| About this exercise |
How many lines within the records include the word "fixedMeasurementOutput"? Only that number should be given.

| Data for this exercise |
PR #26, opened 2021-04-13
Measurements api uni tests and a little refactor of api model

mateuszmackowiak:


AirCasting/Services/DownloadMeasurmentsService.swift
```diff
@@ -38,12 +38,13 @@ class DownloadMeasurementsService: ObservableObject {
                 }
             } receiveValue: { [weak self] (fixedMeasurementOutput) in
                 guard let self = self else { return }
-                
-                // Fetch session by id from Core Data
-                let session: Session = self.context.newOrExisting(uuid: fixedMeasurementOutput.uuid)
-                UpdateSessionParamsService().updateSessionsParams(session: session, output: fixedMeasurementOutput)
-                
-                try! self.context.save()
+                DispatchQueue.main.async {
```
anna1901, line 41: Tu nie będzie tego samego problemu z kontekstem?

anna1901: I'm not sure if it's a similar case to that previous issue but I just want to make sure

AirCasting/APICommunicator/FixedSession.swift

| Result of the task |
3